Bearing a good resemblance to Dickie, Tom decides to impersonate him and forges a letter to Marge, convincing her that Dickie has left her to live in Rome. He further creates the illusion that Dickie is alive and well by checking into a hotel Rome under his own name and Dickie's as well, creating an exchange of false communication between the two men. Through his continued lies and forgery, Tom becomes Dickie in the eyes of those who don't know him, while remaining Tom in the eyes of Marge and her circle of friends, including Peter Kingsley, who's developed an immediate romantic crush toward Tom. There's also the suspicious Freddie Miles (played by the late Philip Seymour Hoffman), who's persistent attacks on Tom and his fraudulent character inevitably get him killed by Tom. As the Italian police slowly close in on Tom as a person of interest, he's eventually able to convince the law that Dickie (remember, he's dead) was responsible for murdering Freddie. Through a forged suicide note, Tom is finally able to dispose of his Dickie persona and even manages, through sheer luck, to bequeath Dickie's trust fund by his father as a reward for Tom's loyalty to Dickie (oh, Tom IS good, isn't he!). Marge, however, is convinced of the evil and deceiving person that Tom is, but can't get anyone to listen to or believe her accusations. Finally free and clear of his horrible crimes, Ripley boards a ship to Greece with Peter, implying that they're now lovers. He's surprised, though, to run into Meredith on the ship, who still knows him as Dickie. Realizing he must now kill Peter to prevent being exposed as the impostor he is, he does so by crushing and strangling him to death. even as he's tearful and remorseful in doing so.

Now, realizing full well that I generally don't condone the making of endless films into a franchise, this is one of those rare situations where I do wish they'd continued Highsmith's RIPLEY novels in order to learn what eventually would become of Tom Ripley in the hands of Matt Damon. This first (and only) installment of the Ripley saga is an intelligent and insidious thriller that grabs our attention and takes us on a journey of who Tom Ripley really is and what he's willing to do to ultimately protect his identities and the lifestyles they've afforded him. While Matt Damon may still remind us that he looks so much like a boy, it's a man's, a diabolical man's mind continuously working the gears toward what's most important to him, and that is, as Tom puts it, "to be a fake somebody instead of a real nobody." The ensemble cast rounds things off perfectly, but it's necessary to recognize that they're job is to constantly feed off of Matt Damon and the identities he's struggling with. The talents belong to Mr. Ripley and it's their job to simply (and successfully) feed off of that talent, regardless of destination and consequences.
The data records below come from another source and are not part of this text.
PR #4356, opened 2020-01-14
Updated release schedule

### LINKED ISSUE #4345: Align with CPython release
CPython is moving from an 18-month to an annual release cycle, with releases in October ([PEP 602](https://www.python.org/dev/peps/pep-0602/)). CPython 3.9.0 is currently scheduled for 2020-10-05 ([PEP 596](https://www.python.org/dev/peps/pep-0596/)).

To prevent double work of us making a 2020-10-01 release (eg. 7.2.0), and then a patch version (eg. 7.2.1) a few days later with new wheels, I'd like to suggest we make the October release when the new CPython is ready for us to support it.

---

As an example, let's look at the last CPython 3.8.0 release:

* 2019-10-01 Pillow 6.2.0 released (https://github.com/python-pillow/Pillow/issues/3968)
* 2019-10-14 Scheduled and actual release of CPython 3.8.0 ([PEP 569](https://www.python.org/dev/peps/pep-0569/))
* 2019-10-21 Dependencies in place and we released Pillow 6.2.1 (https://github.com/python-pillow/Pillow/issues/4110, https://github.com/python-pillow/Pillow/issues/4152)

Assuming no CPython slippage, and 7 days for our dependencies to be updated:

* 2020-10-05 CPython 3.9.0 scheduled release
* 2020-10-12 Pillow release?

Of course, CPython 3.9.0 could slip, and our dependencies might be ready sooner, or later, so we won't know for sure until things are ready.

---

Would some time later in October be acceptable? Or is it too long?

We could pick a cut-off date (eg. middle or last day of October), and if Py3.9 things aren't ready, we release a non-Py3.9 one, and make a second when with Py3.9 when we can.

Thoughts?

Ping @python-pillow/pillow-team and anyone else interested!

radarhere:
Resolves #4345, using the suggestion from https://github.com/python-pillow/Pillow/issues/4345#issuecomment-572229441

### DIFF
--- a/RELEASING.md
+++ b/RELEASING.md
@@ -2,7 +2,7 @@
 
 ## Main Release
 
-Released on January 2nd, April 1st, July 1st and October 15th.
+Released quarterly on January 2nd, April 1st, July 1st and October 15th.
 
 * [ ] Open a release ticket e.g. https://github.com/python-pillow/Pillow/issues/3154
 * [ ] Develop and prepare release in `master` branch.
--- a/RELEASING.md
+++ b/RELEASING.md
@@ -2,7 +2,7 @@
 
 ## Main Release
 
-Released quarterly on the first day of January, April, July, October.
+Released on January 2nd, April 1st, July 1st and October 15th.
 
 * [ ] Open a release ticket e.g. https://github.com/python-pillow/Pillow/issues/3154
 * [ ] Develop and prepare release in `master` branch.


RELEASING.md
```diff
@@ -2,7 +2,7 @@
 
 ## Main Release
 
-Released quarterly on the first day of January, April, July, October.
+Released on January 2nd, April 1st, July 1st and October 15th.
```
hugovk: I'd suggest to keep "quarterly", as even if not bang on, it is still four times per year, and in the same months.

```suggestion
Released quarterly on January 2nd, April 1st, July 1st and October 15th.
```

hugovk:
Wording looks good, thanks. Let's wait a bit before merging in case there's more feedback on https://github.com/python-pillow/Pillow/issues/4345.

hugovk:
Thanks!

PR #4357, opened 2020-01-14
Various test changes

radarhere:
Some commits simplifying test code, some commits adding new tests.

I think the only commits that need commentary are -
- Removed print: Removes a `print` statement that doesn't look necessary or helpful
- Removed unnecessary code: Removes code if `__version__` contains 'rc'. Pillow doesn't use 'rc' versions.

### DIFF
--- a/Tests/test_image_resample.py
+++ b/Tests/test_image_resample.py
@@ -502,13 +502,9 @@ class CoreResampleBoxTest(PillowTestCase):
             ((40, 50), (10, 0, 50, 50)),
             ((40, 50), (10, 20, 50, 70)),
         ]:
-            try:
-                res = im.resize(size, Image.LANCZOS, box)
-                self.assertEqual(res.size, size)
-                self.assert_image_equal(res, im.crop(box))
-            except AssertionError:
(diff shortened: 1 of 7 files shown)


wiredfool:
I’ve done rc versions in the past when I didn’t want to fill up with a .0.1 in a week due to breakage at the las minute.

radarhere:
Okay. Thanks for feedback, I've removed that commit.

Tests/test_image_resample.py
```diff
@@ -502,13 +502,9 @@ def test_passthrough(self):
...
-            try:
-                res = im.resize(size, Image.LANCZOS, box)
-                self.assertEqual(res.size, size)
-                self.assert_image_equal(res, im.crop(box))
-            except AssertionError:
-                print(">>>", size, box)
-                raise
+            res = im.resize(size, Image.LANCZOS, box)
+            self.assertEqual(res.size, size)
+            self.assert_image_equal(res, im.crop(box), ">>> {} {}".format(size, box))
```
homm: 👍

PR #5194, opened 2021-01-09
PyModule_AddObject fix for Python 3.10

### LINKED ISSUE #5193: Python 3.10: segfault due to invalid pointer
On 3.10 alpha 4, pillow fail to run and segfault with "invalid pointer". All projects depending on Pillow also fail to build.

```
python3 -c 'from PIL import Image'
free(): invalid pointer
Aborted (core dumped)
```

* OS: Fedora Linux Rawhide
* Python: 3.10 alpha4
* Pillow: 8.1.0

radarhere:
Resolves #5193

The first commit adds `python3 -c "from PIL import Image"` to .ci/test.sh - for whatever reason, this fails in Python 3.10, while our pytest command does not.

The second commit replaces instances like

```c
#ifdef HAVE_XCB
    PyModule_AddObject(m, "HAVE_XCB", Py_True);
#else
    PyModule_AddObject(m, "HAVE_XCB", Py_False);
#endif
```

with

```c
    PyObject *have_xcb;
#ifdef HAVE_XCB
    have_xcb = Py_True;
#else
    have_xcb = Py_False;
#endif
    Py_INCREF(have_xcb);
    PyModule_AddObject(m, "HAVE_XCB", have_xcb);
```

This is per the example in https://docs.python.org/3/c-api/module.html#c.PyModule_AddObject, which calls `Py_INCREF` before `PyModule_AddObject`.

### DIFF
--- a/.ci/test.sh
+++ b/.ci/test.sh
@@ -2,4 +2,6 @@
 
 set -e
 
+python3 -c "from PIL import Image"
+
 python3 -bb -m pytest -v -x -W always --cov PIL --cov Tests --cov-report term Tests
--- a/.appveyor.yml
+++ b/.appveyor.yml
@@ -45,6 +45,7 @@ test_script:
 - cd c:\pillow
 - '%PYTHON%\%EXECUTABLE% -m pip install pytest pytest-cov'
 - c:\"Program Files (x86)"\"Windows Kits"\10\Debuggers\x86\gflags.exe /p /enable %PYTHON%\%EXECUTABLE%
+- '%PYTHON%\%EXECUTABLE% -c "from PIL import Image"'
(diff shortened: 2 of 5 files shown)


.ci/test.sh
```diff
@@ -2,4 +2,6 @@
 
 set -e
 
+python3 -c "from PIL import Image"
```
hugovk, line 5: Should we also do this in test-docker.yml and test-windows.yml?

radarhere: Fair enough. I've pushed a commit for test-windows.yml - but the change doesn't go in test-docker.yml, so I've created https://github.com/python-pillow/docker-images/pull/104

hugovk (approved):

PR #5198, opened 2021-01-09
Add CIFuzz Github Action

wiredfool:
Draft, to trigger the CI.

This PR adds CI support to run the OSS-Fuzz routines on fresh changes.

### DIFF
--- a/.github/workflows/cifuzz.yml
+++ b/.github/workflows/cifuzz.yml
@@ -1,0 +1,24 @@
+name: CIFuzz
+on: [push,pull_request]
+jobs:
+  Fuzzing:
+    runs-on: ubuntu-latest
+    steps:
+    - name: Build Fuzzers
+      id: build
+      uses: google/oss-fuzz/infra/cifuzz/actions/build_fuzzers@master
+      with:
+        oss-fuzz-project-name: 'pillow'
+        dry-run: false
+    - name: Run Fuzzers
+      uses: google/oss-fuzz/infra/cifuzz/actions/run_fuzzers@master
+      with:
+        oss-fuzz-project-name: 'pillow'
+        fuzz-seconds: 600
+        dry-run: false
+    - name: Upload Crash
+      uses: actions/upload-artifact@v1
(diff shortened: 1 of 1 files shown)


wiredfool:
This is failing on a missing item in apt-get, base images need updated.

radarhere:
What's the missing apt-get item?

wiredfool:
I've fixed it upstream, but there are other errors, I need to track down why it's not finding the fuzzers.

wiredfool:
Ok, this is blocked upstream because there isn't actually python support for cifuzz, and it's unclear if it's a small or large problem. https://github.com/google/oss-fuzz/issues/5195

radarhere:
For the record, https://github.com/google/oss-fuzz/issues/5195 has been theoretically resolved.

wiredfool:
Ok, current status here is that 
* the fuzzer is working now
* [ ] Need to get creds to upload the repro cases
* [ ] Fail on a crash to prevent PRs from progressing
* [ ] Remove .yml change so that we're just running on .c/h changes.   (Tho, I will say that ~20% of the security bugs wind up getting fixed with a python change, but I'm not really into adding a 20 minute runtime check to all of our test runs)

hugovk:
> * [ ]  Remove .yml change so that we're just running on .c/h changes.   (Tho, I will say that ~20% of the security bugs wind up getting fixed with a python change, but I'm not really into adding a 20 minute runtime check to all of our test runs)

Add something like this?

```yml
on:
  push:
    paths:
    - '**.c'
    - '**.h'
```

https://docs.github.com/en/actions/reference/workflow-syntax-for-github-actions#onpushpull_requestpaths

wiredfool:
Yah, that's not the hard part, just a checkbox as the last thing before the merge.

(and the yml change is actually something I added in the valgrind test, not here. memory is going. )

wiredfool:
Ok, I think I understand what's going on here -- it's only a failure if it fails on the branch but not the original.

Even to this day, I still want to visit the various seaside villages on the Italian islands of Ischia and Procida, where THE TALENTED MR. RIPLEY was filmed. Ah, the undeniable power of on-location cinema!

Favorite line or dialogue:

Freddie Miles: "I want this job of yours, Tommy. I was just saying, you live in Italy, sleep in Dickie's house, eat Dickie's food, wear his clothes, and his father picks up the tab. If you get bored, let me know, I'll do it."